A father-of-three whose headaches ended up being brain cancer has been given 15 months to live.

Ricky Smith, from the Isle of Sheppey, Kent, began suffering headaches in February but initially put it down to him working too much.

After two weeks of unrelenting pain, the 39-year-old site manager’s partner Katrina Binfield urged him to see his doctor, who allegedly told him just to drink more water and rest. 

Mr Smith’s agony continued, however, prompting Ms Binfield, 41, to book him in for an eye test that led to him being diagnosed with an inoperable glioblastoma.

Mr Smith is now anxiously playing a ‘waiting game’ to see what treatment he can be offered to prolong his life.  

Ricky Smith, 39, a site manager from Isle of Sheppey, Kent, pictured with his partner make-up artist Katrina Binfield, 41

Father-of-three Mr Smith (pictured with his family left) has been given 15 months to live following his brain tumour diagnosis. Ms Binfield broke the devastating news last week to their children (pictured right), Louie, eight (centre), Karson, five (left) and Arlo two (right)

Make-up artist Ms Binfield said: ‘Life is very up and down for us at the minute.

‘There are days when Ricky can be confused and forgetful and there are days where I can see the changes in him.

‘That is really hard, I am watching my partner change in front of my eyes.’

Speaking of his initial symptoms, she added: ‘He started getting constant headaches for a couple of weeks.

‘We thought at first it may have been a virus. I was ill just before but his lasted longer than mine.


Glioblastomas are the most common cancerous brain tumours in adults.

They are fast growing and likely to spread. 

Glioblastomas’ cause is unknown but may be related to a sufferer’s genes if mutations result in cells growing uncontrollably, forming a tumour.

Treatment is usually surgery to remove as much of the tumour as possible, followed by a combination of radio- and chemotherapy (chemoradiation).

It can be difficult to remove all of the growth as glioblastomas have tendrils that extend to other regions of the brain. These are targeted via chemoradiation. 

Glioblastomas are often resistant to treatment as they are usually made up of different types of cells. Therefore, medication will kill off some cells and not others. 

The average survival time is between 12 and 18 months.

Source: The Brain Tumour Charity

‘He is a hardworking man and never takes time off, but he was starting to call in sick and just sit around the house.

‘I said to him “Rick this isn’t you” and “we need to get you looked at”.’

But when Mr Smith went to the doctor he was told to drink more water and relax but his headaches persisted.

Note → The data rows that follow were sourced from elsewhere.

PR #99, opened 2016-07-25
Feature/trws/bgq testing

trws:
This PR injects a TEST_DRIVER into each unit test's command, so we can launch tests onto the compute nodes on BGQ.  Because of the current state of cmake on BGQ, that 3.1 is available but has a broken ctest, the minimum required version needed to be decremented.  With this PR in, the gcc 4.8.4 version is auto-tested, and passes, on BGQ running all unit tests on the compute nodes.

@davidbeckingsale, is the 3.1 requirement hard for some feature?

### DIFF
--- a/CMakeLists.txt
+++ b/CMakeLists.txt
@@ -40,7 +40,7 @@
 # 
 ###############################################################################
 
-cmake_minimum_required (VERSION 3.1)
+cmake_minimum_required (VERSION 3.0)
 
 project(RAJA LANGUAGES CXX C)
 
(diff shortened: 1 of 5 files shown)


davidbeckingsale:
This looks fine to me @trws 

I don't think 3.1 support was for anything in particular. Using newer versions is always good for things like `CXX_STANDARD` though.

DavidPoliakoff:
A painful tension is that we need 3.1 to work on BG/Q, but need the 3.6.whatever release candidate to make CMake detect Intel compiler flags correctly. We may need to get a good CMake for that

davidbeckingsale:
👍 - since this is clearly working fine with CMake 3.0

PR #123, opened 2016-09-06
Setup compiler-specific defines in CMake, remove macro switch

davidbeckingsale:
This branch moves the if-else macro checks in `config.hxx` to the CMake compiler setup file.
This will make it easier to handle unknown compilers and specify default defines.

Additionally, in future we could write compiler checks to test for specific align/simd and use whichever ones work, regardless of compiler.

### DIFF
--- a/cmake/SetupCompilers.cmake
+++ b/cmake/SetupCompilers.cmake
@@ -48,16 +48,41 @@ set(CMAKE_CXX_FLAGS_DEBUG "${CMAKE_CXX_FLAGS_DEBUG} -O0" CACHE STRING "")
 
 if (CMAKE_CXX_COMPILER_ID MATCHES Clang)
   set(RAJA_COMPILER "RAJA_COMPILER_CLANG")
+
+  set(RAJA_ALIGNED_ATTR "alignas(N)")
+  set(RAJA_INLINE "inline  __attribute__((always_inline))")
+  set(RAJA_SIMD "")
+  set(RAJA_ALIGN_DATA "")
+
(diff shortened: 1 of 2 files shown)


trws:
I feel kinda dirty saying this, but what about builds where RAJA is installed as a package, or otherwise pre-compiled, and the user uses a different compiler to build their code against the installed version?  Are we planning to make that an unsupported configuration?

davidbeckingsale:
Good question 😕  in that case we should stick with macros, but then I would argue we should be using internally defined macros to detect compilers (e.g. `__NVCC__`)

trws:
Another question, do we actually want any of these to be part of the user API, or are they just internal? If they're internal, it doesn't matter, we can do it with cmake and just not install the resulting configuration header.

davidbeckingsale:
These are all internal, but they "leak" to the user application because they are used in headers.

trws:
Yuck... very true, that also means the headers will only work if they're detected for the compiler currently in use. Crud.

davidbeckingsale:
I have another branch that uses the complier-specific defines to check for specific compilers. Do you think that's better than `RAJA_COMPILER_X`?

trws:
For anything that persists after install, it probably is unless RAJA_COMPILER_X can be determined from the compiler processing the header.  I don't really like either solution, but it's a reality I guess.

davidbeckingsale:
Closing this, will make a branch that uses compiler-specific defines to enable features. This branch would have hard-coded the defines to the compiler used at install time.

Issue #125, opened 2016-09-09
Enabling NESTED yields unexpected compiler warnings


tepperly:
This report is based on the develop branch. I noticed that CMakeLists.txt has 
`option(RAJA_ENABLE_NESTED "Enable nested loop support" Off)`
Because I am using the nested capabilities, I thought I should build RAJA as follows:
cmake   -DCMAKE_C_COMPILER=`which gcc` -DCMAKE_CXX_COMPILER=`which g++` -DCMAKE_BUILD_TYPE=Release -DCMAKE_INSTALL_PREFIX=`cd ../../external_install ; pwd` -DBUILD_SHARED_LIBS=On -DRAJA_ENABLE_CUDA=On -DRAJA_ENABLE_NESTED=On `cd .. ; pwd`

Enabling nested yields these compiler messages:
build-chaos-gnu-release/include/RAJA/config.hxx:86:0: warning: "RAJA_ENABLE_NESTED" redefined
 #define RAJA_ENABLE_NESTED
 ^

davidbeckingsale:
Thanks for the report :) Enable nested gets forcibly defined so that the tests build, it can be ignored for now, and won't impact your application builds (these redefinitions are only passed on the command line when building the tests)

PR #126, opened 2016-09-09
Add guards for RAJA_ENABLE_NESTED to tests

davidbeckingsale:
This address compiler warnings mentioned in #125 
Tests requiring nested functionality are only build when `-DRAJA_ENABLE_NESTED=On`

### DIFF
--- a/test/unit/cpu/CMakeLists.txt
+++ b/test/unit/cpu/CMakeLists.txt
@@ -41,7 +41,6 @@
 #
 ###############################################################################
 
-add_definitions(-DRAJA_ENABLE_NESTED)
 
 if (RAJA_ENABLE_CUDA)
   cuda_add_library(bis buildIndexSet.cxx)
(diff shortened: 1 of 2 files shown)


davidbeckingsale:
@trws @DavidPoliakoff can I get an approval?

DavidPoliakoff:
Approved . Nice catch

trws:
Since the user can use add that define, and use the constructs from the headers, even without setting that CMAKE define, do we really want to not run the tests?  It might be fine, but the default should be that RAJA_ENABLE_NESTED is on if that's the case.

davidbeckingsale:
Sure, we could revert it, and check `RAJA_ENABLE_NESTED` before we re-define it.

davidbeckingsale:
I reverted the previous changes and instead guarded the definitions.
@trws how's this?

trws:
Works for me.

LGTM

DavidPoliakoff:
Updates look fine to me, and pullapprove says it's good to go, as does Travis. Shiny merge button?

davidbeckingsale:
I'll just wait for Travis to pass, then I'll hit the button.

PR #141, opened 2016-10-27
Remove customized FindCUDA, use CUDA_SOURCE_PROPERTY_FORMAT

davidbeckingsale:


davidbeckingsale:
Just FYI, Travis builds are failing because it has an older CMake. We now require >= 3.3

davidbeckingsale:
@DavidPoliakoff @rhornung67 @DavidPoliakoff @jonesholger do any of you guys want to test this? Provided we use CMake > 3.3.0, this means we don't need the custom copy of FindCUDA anymore. (Note that CMake 3.4 in installed on LC machines)

davidbeckingsale:
Bumping this! @DavidPoliakoff @trws @rhornung67 @jonesholger

DavidPoliakoff:
My only real qualm is that right now we work with the default (3.1.2) CMake on our systems, and this would bump us up to needing a newer CMake. Might want to ask @MrBurmark if it'll bring up any drama for the teams he works with, might also really want feedback from @rhornung67 , I don't know when bumping a version is going to cause us grief. If either of those guys comment and say it's okay, I'll also approve, this seems technically sound

trws:
What cmake can we get on BGQ? If it's too low...

davidbeckingsale:
Good point - I'll check. Since this is only impacts CUDA we could 
probably just special case the version for BlueGene if necessary.

trws:
That might be the way to go, worth seeing what it would take to handle 
both before we commit either way.

rhornung67:
Regarding CMake versions on our platforms, here's our status with the Toolkit (FWIW). Latest installed cmake on BG/Q systems is 3.1.2. On CHAOS systems, latest is 3.4.1. There is an issue with Intel compilers with 3.1.2 that we have apparently figured out how to work around. 3.4 has some issues with findPython that we haven't figured out how to fix. 

Ultimately, we would like to use 3.6 if these issues are fixed, but we haven't tried it yet. So we build our own CMake 3.3.1 as a TPL dependency.  Unfortunately, we have not been able to build any version of CMake successfully on BG/Q. There's some weird Spack stuff going on that we hope may be fixed in the new release which is imminent.

At least one production code project here (that is an important RAJA user) uses cmake 2.8 by default.

davidbeckingsale:
One thing to note is that with an older CMake version, the `cuda_source_property_format` thing just doesn't work. So the CMake configuration can be used with an older version if CUDA is not needed.

DavidPoliakoff:
:+1: , that's good enough for me, just don't go building any BGQGPU machines

davidbeckingsale:
@rhornung67 as discussed this morning, shall we get this merged?

rhornung67:
:+1:

PR #653, opened 2024-01-29
anestoruk - one more improvement

anestoruk:
#### Check List:

- [x] For new entries, or after substantial changes: When implementing custom hash structures, please point to where you deal with hash collisions (`136-142`)

* Execution time (6-core i5 @ 3.70GHz): `Range (min … max):    6.970 s …  8.332 s    10 runs` 
* Execution time (4-core i5 @ 2.40GHz): `9-11s`

* Execution time of reference implementation: `~3m 4s`

Hello, one more improvement from me: city array byte buffer is copied only when new Record instance is created.

(there is also a second improvement - splitting the memory into a more even chunks - but this change will have no effect on a test that is run against 8-core machine)


gunnarmorling:
00:08.896 now.

PR #658, opened 2024-01-30
1brc submission by godofwharf

godofwharf:
#### Check List:

* Execution environment: 8 vcores AMD EPYC 7000 (Rome) / 16 GiB RAM / SMT disabled
* Execution time: 7.9 s
* Execution time of reference implementation: 3m 11s

### DIFF
--- a/src/main/java/dev/morling/onebrc/CalculateAverage_godofwharf.java
+++ b/src/main/java/dev/morling/onebrc/CalculateAverage_godofwharf.java
@@ -1,0 +1,632 @@
+package dev.morling.onebrc;
+
+/*
+ *  Copyright 2023 The original authors
+ *
+ *  Licensed under the Apache License, Version 2.0 (the "License");
+ *  you may not use this file except in compliance with the License.
+ *  You may obtain a copy of the License at
+ *
+ *      http://www.apache.org/licenses/LICENSE-2.0
+ *
+ *  Unless required by applicable law or agreed to in writing, software
+ *  distributed under the License is distributed on an "AS IS" BASIS,
+ *  WITHOUT WARRANTIES OR CONDITIONS OF ANY KIND, either express or implied.
+ *  See the License for the specific language governing permissions and
+ *  limitations under the License.
+ */
+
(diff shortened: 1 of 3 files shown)


godofwharf:
@gunnarmorling Please review the same. My implementation doesn't use Unsafe and doesn't use Graal VM. It goes about processing the file in the following manner
- Maps the input file into memory
- Divides the input file into multiple splits and multiple pages
- Processes the multiple splits in parallel using a custom thread pool one page after another
- Uses Java's Vector API for identifying positions of new-line characters within each page
- Uses thread local state maps to perform local aggregation within each split
- Uses a ConcurrentHashMap to create a global aggregate map
- Sorts the station names by importing map entries into a tree map

src/main/java/dev/morling/onebrc/CalculateAverage_godofwharf.java
```diff
@@ -0,0 +1,632 @@
...
+        }
+
+        public void put(final State.AggregationKey key,
+                        final MeasurementAggregator aggregator) {
+            int h1 = key.hashCode;
+            int hash = h1 ^ (h1 >>> 12);
+            tableEntries[(size - 1) & hash] = new TableEntry(key, aggregator);
+        }
+
+        public MeasurementAggregator get(final State.AggregationKey key) {
```
gunnarmorling, line 603: How do you handle hash collisions here? Looks like you may end up aggregating the values for several stations with the same hash?

godofwharf: Hey @gunnarmorling, thanks for the review comment. I forgot to remove the FastHashMap implementation. It is not getting used because it results in collisions. I tried implementing double hashing for probing but the implementation proved to be slower than using Java HashMap. So I thought I would fix it in a future iteration. For now, I will remove this class because it is not getting used anywhere.

gunnarmorling: Ah got it. Thx for clarifying.

gunnarmorling:
00:11.363.

PR #659, opened 2024-01-30
batched writing to disk for randomized temperatures

nickyreinert:
instead of writing result line by line, implemented random.choices for randomisation of multiple stations and writing large batche ot the disk, also instead of "round" just using :.1f which is probably quicker on a large scale, because it's not a mathematical function

#### Check List:

**not applicable, this just improves generation of test data with Python**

The couple went to Maidstone Hospital in the hopes of being seen but after waiting for several hours, the father-of-three grew impatient and wanted to go home.

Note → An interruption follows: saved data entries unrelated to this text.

PR #669, opened 2024-01-30
Final submission

merykitty:
Some small improvements:

- It is more performant to use branches than to use `min/max`
- Do 2 independent iterations to improve IPC

Some that I have tried:

- Do 4 iterations and use vector instructions to parse all of them at once: LongVector multiplication codegen is horrible, assembling a vector from its elements is expensive, also the constants need to be materialized for each iteration unless the compiler can inline the whole thing.
- Spawning a separate process to hide the cost of unmapping: It is likely that the cost of initializing the VM is higher than the cost of unmap, I did not see improvements.
- Some trickeries to avoid `Unsafe`: Spawning a new segment each time introduces regression, most likely due to failures to inline even with that threshold of inlining, and using a `Long.MAX_VALUE`-size segment introduces additional bound checks.

#### Check List:

* Execution time: Cannot tell, my laptop is not really reliable for benchmarking, but the elapsed time is around 20s.
* Execution time of the previous implementation: Around 26s.

### DIFF
--- a/src/main/java/dev/morling/onebrc/CalculateAverage_merykitty.java
+++ b/src/main/java/dev/morling/onebrc/CalculateAverage_merykitty.java
@@ -227,11 +227,11 @@ public class CalculateAverage_merykitty {
 
         // Find the delimiter ';'
         long semicolons = line.compare(VectorOperators.EQ, ';').toLong();
-        int keySize = Long.numberOfTrailingZeros(semicolons);
 
         // If we cannot find the delimiter in the vector, that means the key is
         // longer than the vector, fall back to scalar processing
-        if (keySize == BYTE_SPECIES.vectorByteSize()) {
+        if (semicolons == 0) {
+            int keySize = BYTE_SPECIES.length();
             while (data.get(ValueLayout.JAVA_BYTE, offset + keySize) != ';') {
                 keySize++;
             }
@@ -240,6 +240,7 @@ public class CalculateAverage_merykitty {
         }
 
         // We inline the searching of the value in the hash map
+        int keySize = Long.numberOfTrailingZeros(semicolons);
         int x;
         int y;
         if (keySize >= Integer.BYTES) {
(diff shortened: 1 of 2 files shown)


tarsa:
> * Spawning a separate process to hide the cost of unmapping: It is likely that the cost of initializing the VM is higher than the cost of unmap, I did not see improvements.

it seems there's another trick to try:
https://github.com/gunnarmorling/1brc/blob/7f0e51781190bcfcd4b8624352230a19737b01c8/src/main/java/dev/morling/onebrc/CalculateAverage_serkan_ozal.java#L171-L176
along with
https://github.com/gunnarmorling/1brc/blob/7f0e51781190bcfcd4b8624352230a19737b01c8/calculate_average_serkan-ozal.sh#L31-L35

gunnarmorling:
Nice!

|   | 00:02.367 | [link](https://github.com/gunnarmorling/1brc/blob/main/src/main/java/dev/morling/onebrc/CalculateAverage_merykittyunsafe.java)| 21.0.1-open | [Quan Anh Mai](https://github.com/merykittyunsafe) | uses Unsafe |
|   | 00:03.210 | [link](https://github.com/gunnarmorling/1brc/blob/main/src/main/java/dev/morling/onebrc/CalculateAverage_merykitty.java)| 21.0.1-open | [Quan Anh Mai](https://github.com/merykitty) |  |

gunnarmorling:
Hey @merykitty, couldn't find another way to reach out to you, so commenting here: would you perhaps be interested in teaming up with Thomas, Roy, Elliot, and me for doing a live stream on #1BRC tomorrow with Nicolai Parlog: https://twitter.com/gunnarmorling/status/1752288991909478611. As one of the fastest JVM-based implementations, it would be great to have your perspective on the challenge. Let me know :)

merykitty:
@gunnarmorling I would be more than happy to join. Can you give me more information regarding the subjects or what can I contribute to the conversation? My email is anhmdq99@gmail.com.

Mr Smith went for an eye test at the start of March, during which the optometrist saw blood behind behind both his eyes.

He was referred to Maidstone Hospital, where a CT revealed a mass on the brain. 

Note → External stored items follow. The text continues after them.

PR #678, opened 2024-01-31
Add linl33 v2

linl33:
#### Check List:

* Execution time: 3.5s, ~100ms improvement compared to previous version

### DIFF
--- a/.github/workflows/maven.yml
+++ b/.github/workflows/maven.yml
@@ -53,8 +53,13 @@ jobs:
         id: sdkman
 
       - name: 'Build project'
+        shell: bash
         run: |
           source "$HOME/.sdkman/bin/sdkman-init.sh"
+          if [ -f ${{ format('src/main/java-22/dev/morling/onebrc/CalculateAverage_{0}.java', github.event.pull_request.user.login || '') }} ]; then
+            sdk install java 22.ea.32-open || true
+            sdk use java 22.ea.32-open
+          fi
           ./mvnw --version
           ./mvnw -B clean verify -Pci
 
@@ -63,5 +68,3 @@ jobs:
         run: |
           ./test_ci.sh ${{ github.event.pull_request.user.login }}
         if: github.event_name == 'pull_request'
-
-
--- a/prepare_linl33.sh
+++ b/prepare_linl33.sh
@@ -17,8 +17,7 @@
 
 
 source "$HOME/.sdkman/bin/sdkman-init.sh"
-# TODO: bump to ea 32 when available
-sdk use java 22.ea.31-open 1>&2
+sdk use java 22.ea.32-open 1>&2
 
 CLASS_NAME="CalculateAverage_linl33"
 
--- a/src/main/java-22/dev/morling/onebrc/CalculateAverage_linl33.java
+++ b/src/main/java-22/dev/morling/onebrc/CalculateAverage_linl33.java
@@ -71,7 +71,7 @@ public class CalculateAverage_linl33 {
             final var inputMapped = channel.map(FileChannel.MapMode.READ_ONLY, 0, channel.size(), Arena.global());
 
             final var chunkBounds = calcChunkBounds(inputMapped.address(), inputMapped.byteSize());
-            final var maps = new SparseMap[N_THREADS];
+            final var maps = new HashTable[N_THREADS];
 
             try (final var threadPool = Executors.newFixedThreadPool(N_THREADS, THREAD_BUILDER.factory());
                     final var singleThreadExecutor = Executors.newSingleThreadExecutor(Thread.ofVirtual().factory())) {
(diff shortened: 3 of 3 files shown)


.github/workflows/maven.yml
```diff
@@ -53,8 +53,13 @@ jobs:
         id: sdkman
 
       - name: 'Build project'
+        shell: bash
         run: |
           source "$HOME/.sdkman/bin/sdkman-init.sh"
+          if [ -f ${{ format('src/main/java-22/dev/morling/onebrc/CalculateAverage_{0}.java', github.event.pull_request.user.login || '') }} ]; then
+            sdk install java 22.ea.32-open || true
+            sdk use java 22.ea.32-open
+          fi
```
gunnarmorling, line 62: This should not be needed, the `evaluate.sh` script takes care of installing all required JDKs.

gunnarmorling (commented):
It's faster for the standard key set, but takes unduly lon for 10K keys (see create_measurements_3.sh). Could you take a look, would be sad to see it with DNF on the 10K leaderboard (I am evaluating the top 25 entries against that key seet).

linl33:
The 10k dataset takes ~40s on my laptop (6 cores, no HT) now. Still not fast but I don't think there's anything quick I can do to fix it now.

.github/workflows/maven.yml
linl33: `test_ci.sh` installs the JDKs but it runs after maven so without that line, my class under `java-22/` wouldn't be compiled.

Here's the original run without the change
https://github.com/gunnarmorling/1brc/actions/runs/7724135717/job/21055662835

tivrfoa:
> It's faster for the standard key set, but takes unduly lon for 10K keys (see create_measurements_3.sh). Could you take a look, would be sad to see it with DNF on the 10K leaderboard (I am evaluating the top 25 entries against that key seet).

Hi @gunnarmorling !

One suggestion for when you run the 10k:
- make 5000 cities with < 50 bytes
- **make 5000 cities with >= 50 bytes**
- have at least one city with 100 bytes

Because the 10k is what this challenge is really asking.
But many solutions took advantage of the small dataset, and most cities are less than 16 bytes ...

The top 10 for the 10k might be really different. =)

gunnarmorling:
> One suggestion for when you run the 10k

It's pretty much doing that (see create_measurements_3.sh which creates that file).

> Because the 10k is what this challenge is really asking.
> But many solutions took advantage of the small dataset, and most cities are less than 16 bytes ...

Yes, agreed. I had not anticipated this, and in hindsight I should have not exposed the specific key set. But by the time folks started to optimize for the 413 key set and I realized it, I felt it was too late for changing the evaluation key set, as it would have created lots of frustration. In the end, people did what they were asked to do, so that's totally fair :)

> The top 10 for the 10k might be really different. =)

Yes, which is why there is that separate leaderboard for the 10K keyset which I update occassionally by running the top 25 or so entries from the regular leaderboard against that keyset. Now there could be entries which score lower on the standard leaderboard but would be in the top 25 for 10K, but I felt that's acceptable, given it's just a side eval. Learning a lot myself on how to run these kinds of things :)

gunnarmorling:
Thanks a lot for the update, @linl33. This looks good now. A bit faster on the standard key set and also comes in at ~19 sec for 10K with the correct results. Thx for participating in 1BRC and creating one of the top entries!

```
Benchmark 1: timeout -v 300 ./calculate_average_linl33.sh 2>&1
  Time (mean ± σ):      2.810 s ±  0.056 s    [User: 17.796 s, System: 0.807 s]
  Range (min … max):    2.670 s …  2.865 s    10 runs

Summary
  linl33: trimmed mean 2.8200656749800004, raw times 2.8377631459800003,2.85637806698,2.67035041898,2.8544735929800003,2.8047393789800004,2.86473951498,2.81122164398,2.8182784189800003,2.77623454898,2.80143660298

Leaderboard

|   | 00:02.820 | [link](https://github.com/gunnarmorling/1brc/blob/main/src/main/java/dev/morling/onebrc/CalculateAverage_linl33.java)| 22.ea.32-open | [Li Lin](https://github.com/linl33) | uses Unsafe |
```

linl33:
@gunnarmorling Thank you for organizing this event!

gunnarmorling:
Hey @linl33!

Congrats again on being in the Top 20 of the One Billion Row Challenge!

To celebrate this amazing achievement, I would like to send you a 1BRC t-shirt and coffee mug. To claim your prize, fill out [this form](https://docs.google.com/forms/d/e/1FAIpQLScQLlJiI0KU8rMgoWaNAyKNO_O2Ndmjq9qnv_vmNq6rpL87LA/viewform) by Feb 18. **After** submitting the form, please provide a comment with the random value you've specified in the form, so that I know it is you who submitted it.

All data entered will solely be used in relation to processing this shipment. Shipments can be sent to any country listed [here](https://help.spreadshirt.com/hc/de/articles/207165489-Lieferzeit-Versandkosten?locale=de_DE) or [here](https://help.spreadshirt.com/hc/en-us/articles/207165489-Shipping-Times-and-Costs) (I'll use whichever one is cheaper for me to ship to your location). A big thank you to [Decodable](https://www.decodable.co/) for sponsoring these prizes!

Thanks a lot for participating in 1BRC,

--Gunnar

linl33:
Hi @gunnarmorling,

My 2 random numbers are
```
12533 32231
```

PR #692, opened 2024-01-31
Shipilev: improve comments

shipilev:
This is an easy one, it does not change code, just amends the comments. I have done light testing with it, but there should be no regressions, because nothing executable was changed.


gunnarmorling:
Nice one, thanks a lot! Great spirit!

Mr Smith was reportedly told he may have suffered a stroke before an MRI diagnosed him with a glioblastoma, a type of fast-growing brain tumour. 

Recalling that moment, Ms Binfield said: ‘A consultant came over to say that they had found something in his results.

‘He was being very vague, so Ricky said “man to man tell me if I have a tumour”. The doctor confirmed he had a tumour and I broke down.

‘It was horrible, I just broke down but Ricky was trying to be strong.

‘A woman across from us burst into tears, you look at us we’re a young family — you don’t expect this.’

Around 2,500 Brits and 12,000 Americans are diagnosed with a glioblastoma every year.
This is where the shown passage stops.